[Exercise prompt] Set the entries down again exactly; none may be skipped.

[Materials provided]

PR #1245, opened 2025-02-12
feat: use policy-based error handling in interpolators

fpelliccioni:
This PR updates `cubic_hermite`, `makima`, and `pchip` interpolators to use `boost::math::policies::raise_domain_error` instead of throwing exceptions. 
This aligns their error handling with Boost.Math’s policy-based approach.

# Related PR
#1244 depends on this PR.

# Summary
Replaces exceptions with policy-based error handling.
Ensures compatibility with compile-time tests where exceptions are disabled.

# Next Steps
Once merged, #1244 will be unblocked and ready for review.


mborland:
I'm not a fan of changing the API to add policy support unless you have a compelling reason. I think this could simply have replaced the current `throw std::whatever` to using the boost policy for signaling errors. 

I feel like this is un-ergonomic:
```
   auto ret = boost::math::interpolators::pchip<std::vector<double>>::create(std::move(data_x), std::move(data_y), 3, 2);
   check_result<double>(ret.first->operator()(1.0));
```

compared to:
```
boost::math::interpolators::pchip<std::vector<double>> s(std::move(data_x), std::move(data_y), 3, 2);
   check_result<double>(s(1.0));
```

CC: @NAThompson

include/boost/math/interpolators/detail/cubic_hermite_detail.hpp
```diff
@@ -31,15 +33,21 @@ class cubic_hermite_detail {
         using std::isnan;
         if (x_.size() != y_.size())
         {
-            throw std::domain_error("There must be the same number of ordinates as abscissas.");
+            error_msg_ = "There must be the same number of ordinates as abscissas.";
+            valid_ = false;
+            return;
```
mborland, line 38: So that we don't change the existing behavior what about something like:

```
boost::math::policies::raise_domain_error(...)
error_msg_ = ...;
valid_ = false;
return;
```

The raise domain error will throw when exceptions are enabled, and when exceptions are disabled we use track the validity of the state. This is the implementation of raise_domain_error: https://github.com/boostorg/math/blob/develop/include/boost/math/policies/error_handling.hpp#L208-L222. Like the comment says you shouldn't be able to hit the actual return value, but the continued implementations below will write to errno, NOP, etc. depending on the policy.

test/test_hypergeometric_dist.cpp
```diff
@@ -493,6 +493,19 @@ void test_spots(RealType /*T*/, const char* type_name)
...
+// BOOST_AUTO_TEST_CASE(test_non_integer_k)
+// {
+//    boost::math::hypergeometric_distribution<double> dist(30, 10, 15);  // N=30, r=10, n=15
+
+//    BOOST_CHECK_CLOSE(
+//       pdf(dist, 4.5),
+//       pdf(dist, 4.0) * 0.5 + pdf(dist, 5.0) * 0.5,
+//       0.1);  // Interpolación lineal
+
+//    // Valores fuera del soporte deben dar 0
```
mborland, line 505: If you leave this comments in can you please translate them to English.

mborland (commented):
I like this a lot more than the first iteration.

include/boost/math/interpolators/detail/cubic_hermite_detail.hpp
jzmaddock: +1 on that.

test/test_hypergeometric_dist.cpp
fpelliccioni: Sorry, that was commited by mistake, reverting...

mborland (approved):
LGTM now. I kicked off the CI run to make sure it agrees.

NAThompson:
@fpelliccioni : Apologies for not merging this after we approved it . . . . looks like this fell through the cracks.

PR #1615, opened 2026-07-24
fix(ci): scout promotion targets the beta-served version, not the build number

shepherdjerred:
The scout-promotion lane watches versions.ts but the sites lane (which
runs the site archive) does not, so a main build that changes only
versions.ts — e.g. the frequent 'bump pending image versions' commits —
skips the archive yet still runs promote-scout.ts --ci. That step used
2.0.0-$BUILDKITE_BUILD_NUMBER as the target and asserted its archive
manifest exists in s3://scout-site-releases/, which it never does for a
build that didn't archive. Result: main red on nearly every versions.ts
bump (builds #6022, #6024).

Fix: CI mode now promotes the version beta actually serves, read from the
beta bucket's .release-version marker (s3://scout-frontend-beta/) — always
a fully-archived version, so assertArchived can't spuriously fail. Drop
--site-version from the pipeline. Operator mode's default target reuses the
same S3 marker read (deleting the redundant HTTPS betaMarkerVersion). A new
s3CpToStdout helper dedups the SeaweedFS reads.


shepherdjerred:

- #1615 ◀

PR #1610, opened 2026-07-22
feat(ci): raise CI concurrency — right-size pod requests + Kueue quota (Track 1)

shepherdjerred:
## Why

CI on the single homelab node (`torvalds`) has been slow and SSD-hostile. Measured live 2026-07-22 (Buildkite API, Prometheus, kubectl/talosctl — not docs):

- **Latency**: last-14d build p50 **22m** / p90 **124m**, vs the Dagger era's 7m / 18m. Heavy steps wait ~60m (p90) for a pod slot, then run in 1.4–7m.
- **Root cause**: the Kueue `buildkite` quota (7.5 CPU / 16 Gi) ÷ oversized pod requests (3 CPU / 8 Gi per privileged pod + dind) admits **2 concurrent heavy pods**, while the node sits at **9% CPU** with **~13.8 cores / 28 GiB** of real request headroom. Pod requests are 2–4× measured p90 usage.
- **Writes**: CI writes 0.8–4.4 TiB/day, ~99% of all box writes, mostly onto the **xfs `/var`** system partition. Samsung 990 PRO at 12% of rated TBW.

Evidence + 90-day retrospective: `packages/docs/logs/2026-07-22_ci-capacity-analysis.md`. Options + approved impl plan: the `…remediation*.md` docs.

## What's in this PR (all three tracks; each commit `verify --affected` green)

- [x] **Track 1 — concurrency.** Right-size pod requests to measured p90; Kueue quota 7.5→12 CPU / 16→20 Gi; `max-in-flight` 10→20 (lockstep constant, test green). Heavy-pod admission cost 3 CPU/8 Gi → ~1.75 CPU/3.5 GiB → **~6 concurrent heavy pods instead of 2**. Conservative vs the July freeze history. *(Item 4, skip/cancel intermediate builds, was already set in `tofu/buildkite/pipeline.tf`.)*
- [x] **Track 2.5 — ephemeral-storage limits.** All heavy pod anchors (dind 80Gi) — a runaway build is evicted rather than filling xfs `/var` and wedging the node (the July freeze failure mode).
- [x] **Track 3.1 — persistent buildkitd service** + `zfs-ssd-lz4` StorageClass + chart/ArgoCD-app wiring. Bounded-GC (100Gi) BuildKit daemon whose cache lives on **compressed ZFS**, relocating the image build-layer write storm off the xfs system disk. Deploys idle; **CI is not cut over in this PR** (see below).

## Deliberately deferred (with reasons — not oversights)

[...]

PR #1618, opened 2026-07-24
fix(homelab): add ephemeral-storage to Kueue buildkite ClusterQueue (unfreeze CI)

shepherdjerred:
.buildkite/pipeline.yml (via #1610) sets an ephemeral-storage request on
every CI step/dind container, but the Kueue buildkite ClusterQueue only
covered cpu/memory/pods. Kueue refuses to admit a workload requesting a
resource its ClusterQueue does not cover, so every CI workload sat Pending
and no build could run — a hard freeze that also blocked the argocd-sync
that would ship the fix (deadlock).

Add ephemeral-storage to coveredResources with a 100Gi nominalQuota
(deliberately generous — cpu/memory gate concurrency first; ~6 heavy pods
x 6Gi ~= 36Gi, so it never binds and stays far under node capacity). Add a
regression test asserting the coverage. The live ClusterQueue was patched
by hand to unblock CI immediately; this makes the chart the source of truth
so a post-merge argocd-sync converges it.

### DIFF
--- a/packages/docs/logs/2026-07-24_ci-main-kueue-ephemeral-storage-freeze.md
+++ b/packages/docs/logs/2026-07-24_ci-main-kueue-ephemeral-storage-freeze.md
@@ -1,0 +1,97 @@
+---
+id: 2026-07-24-ci-main-kueue-ephemeral-storage-freeze
+type: log
+status: in-progress
+board: false
+---
+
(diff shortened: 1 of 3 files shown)


shepherdjerred:

- #1618 ◀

[Output for this exercise]
PR #1245, opened 2025-02-12
feat: use policy-based error handling in interpolators

fpelliccioni:
This PR updates `cubic_hermite`, `makima`, and `pchip` interpolators to use `boost::math::policies::raise_domain_error` instead of throwing exceptions. 
This aligns their error handling with Boost.Math’s policy-based approach.

# Related PR
#1244 depends on this PR.

# Summary
Replaces exceptions with policy-based error handling.
Ensures compatibility with compile-time tests where exceptions are disabled.

# Next Steps
Once merged, #1244 will be unblocked and ready for review.


mborland:
I'm not a fan of changing the API to add policy support unless you have a compelling reason. I think this could simply have replaced the current `throw std::whatever` to using the boost policy for signaling errors. 

I feel like this is un-ergonomic:
```
   auto ret = boost::math::interpolators::pchip<std::vector<double>>::create(std::move(data_x), std::move(data_y), 3, 2);
   check_result<double>(ret.first->operator()(1.0));
```

compared to:
```
boost::math::interpolators::pchip<std::vector<double>> s(std::move(data_x), std::move(data_y), 3, 2);
   check_result<double>(s(1.0));
```

CC: @NAThompson

include/boost/math/interpolators/detail/cubic_hermite_detail.hpp
```diff
@@ -31,15 +33,21 @@ class cubic_hermite_detail {
         using std::isnan;
         if (x_.size() != y_.size())
         {
-            throw std::domain_error("There must be the same number of ordinates as abscissas.");
+            error_msg_ = "There must be the same number of ordinates as abscissas.";
+            valid_ = false;
+            return;
```
mborland, line 38: So that we don't change the existing behavior what about something like:

```
boost::math::policies::raise_domain_error(...)
error_msg_ = ...;
valid_ = false;
return;
```

The raise domain error will throw when exceptions are enabled, and when exceptions are disabled we use track the validity of the state. This is the implementation of raise_domain_error: https://github.com/boostorg/math/blob/develop/include/boost/math/policies/error_handling.hpp#L208-L222. Like the comment says you shouldn't be able to hit the actual return value, but the continued implementations below will write to errno, NOP, etc. depending on the policy.

test/test_hypergeometric_dist.cpp
```diff
@@ -493,6 +493,19 @@ void test_spots(RealType /*T*/, const char* type_name)
...
+// BOOST_AUTO_TEST_CASE(test_non_integer_k)
+// {
+//    boost::math::hypergeometric_distribution<double> dist(30, 10, 15);  // N=30, r=10, n=15
+
+//    BOOST_CHECK_CLOSE(
+//       pdf(dist, 4.5),
+//       pdf(dist, 4.0) * 0.5 + pdf(dist, 5.0) * 0.5,
+//       0.1);  // Interpolación lineal
+
+//    // Valores fuera del soporte deben dar 0
```
mborland, line 505: If you leave this comments in can you please translate them to English.

mborland (commented):
I like this a lot more than the first iteration.

include/boost/math/interpolators/detail/cubic_hermite_detail.hpp
jzmaddock: +1 on that.

test/test_hypergeometric_dist.cpp
fpelliccioni: Sorry, that was commited by mistake, reverting...

mborland (approved):
LGTM now. I kicked off the CI run to make sure it agrees.

NAThompson:
@fpelliccioni : Apologies for not merging this after we approved it . . . . looks like this fell through the cracks.

PR #1615, opened 2026-07-24
fix(ci): scout promotion targets the beta-served version, not the build number

shepherdjerred:
The scout-promotion lane watches versions.ts but the sites lane (which
runs the site archive) does not, so a main build that changes only
versions.ts — e.g. the frequent 'bump pending image versions' commits —
skips the archive yet still runs promote-scout.ts --ci. That step used
2.0.0-$BUILDKITE_BUILD_NUMBER as the target and asserted its archive
manifest exists in s3://scout-site-releases/, which it never does for a
build that didn't archive. Result: main red on nearly every versions.ts
bump (builds #6022, #6024).

Fix: CI mode now promotes the version beta actually serves, read from the
beta bucket's .release-version marker (s3://scout-frontend-beta/) — always
a fully-archived version, so assertArchived can't spuriously fail. Drop
--site-version from the pipeline. Operator mode's default target reuses the
same S3 marker read (deleting the redundant HTTPS betaMarkerVersion). A new
s3CpToStdout helper dedups the SeaweedFS reads.


shepherdjerred:

- #1615 ◀

PR #1610, opened 2026-07-22
feat(ci): raise CI concurrency — right-size pod requests + Kueue quota (Track 1)

shepherdjerred:
## Why

CI on the single homelab node (`torvalds`) has been slow and SSD-hostile. Measured live 2026-07-22 (Buildkite API, Prometheus, kubectl/talosctl — not docs):

- **Latency**: last-14d build p50 **22m** / p90 **124m**, vs the Dagger era's 7m / 18m. Heavy steps wait ~60m (p90) for a pod slot, then run in 1.4–7m.
- **Root cause**: the Kueue `buildkite` quota (7.5 CPU / 16 Gi) ÷ oversized pod requests (3 CPU / 8 Gi per privileged pod + dind) admits **2 concurrent heavy pods**, while the node sits at **9% CPU** with **~13.8 cores / 28 GiB** of real request headroom. Pod requests are 2–4× measured p90 usage.
- **Writes**: CI writes 0.8–4.4 TiB/day, ~99% of all box writes, mostly onto the **xfs `/var`** system partition. Samsung 990 PRO at 12% of rated TBW.

Evidence + 90-day retrospective: `packages/docs/logs/2026-07-22_ci-capacity-analysis.md`. Options + approved impl plan: the `…remediation*.md` docs.

## What's in this PR (all three tracks; each commit `verify --affected` green)

- [x] **Track 1 — concurrency.** Right-size pod requests to measured p90; Kueue quota 7.5→12 CPU / 16→20 Gi; `max-in-flight` 10→20 (lockstep constant, test green). Heavy-pod admission cost 3 CPU/8 Gi → ~1.75 CPU/3.5 GiB → **~6 concurrent heavy pods instead of 2**. Conservative vs the July freeze history. *(Item 4, skip/cancel intermediate builds, was already set in `tofu/buildkite/pipeline.tf`.)*
- [x] **Track 2.5 — ephemeral-storage limits.** All heavy pod anchors (dind 80Gi) — a runaway build is evicted rather than filling xfs `/var` and wedging the node (the July freeze failure mode).
- [x] **Track 3.1 — persistent buildkitd service** + `zfs-ssd-lz4` StorageClass + chart/ArgoCD-app wiring. Bounded-GC (100Gi) BuildKit daemon whose cache lives on **compressed ZFS**, relocating the image build-layer write storm off the xfs system disk. Deploys idle; **CI is not cut over in this PR** (see below).

## Deliberately deferred (with reasons — not oversights)

[...]

PR #1618, opened 2026-07-24
fix(homelab): add ephemeral-storage to Kueue buildkite ClusterQueue (unfreeze CI)

shepherdjerred:
.buildkite/pipeline.yml (via #1610) sets an ephemeral-storage request on
every CI step/dind container, but the Kueue buildkite ClusterQueue only
covered cpu/memory/pods. Kueue refuses to admit a workload requesting a
resource its ClusterQueue does not cover, so every CI workload sat Pending
and no build could run — a hard freeze that also blocked the argocd-sync
that would ship the fix (deadlock).

Add ephemeral-storage to coveredResources with a 100Gi nominalQuota
(deliberately generous — cpu/memory gate concurrency first; ~6 heavy pods
x 6Gi ~= 36Gi, so it never binds and stays far under node capacity). Add a
regression test asserting the coverage. The live ClusterQueue was patched
by hand to unblock CI immediately; this makes the chart the source of truth
so a post-merge argocd-sync converges it.

### DIFF
--- a/packages/docs/logs/2026-07-24_ci-main-kueue-ephemeral-storage-freeze.md
+++ b/packages/docs/logs/2026-07-24_ci-main-kueue-ephemeral-storage-freeze.md
@@ -1,0 +1,97 @@
+---
+id: 2026-07-24-ci-main-kueue-ephemeral-storage-freeze
+type: log
+status: in-progress
+board: false
+---
+
(diff shortened: 1 of 3 files shown)


shepherdjerred:

- #1618 ◀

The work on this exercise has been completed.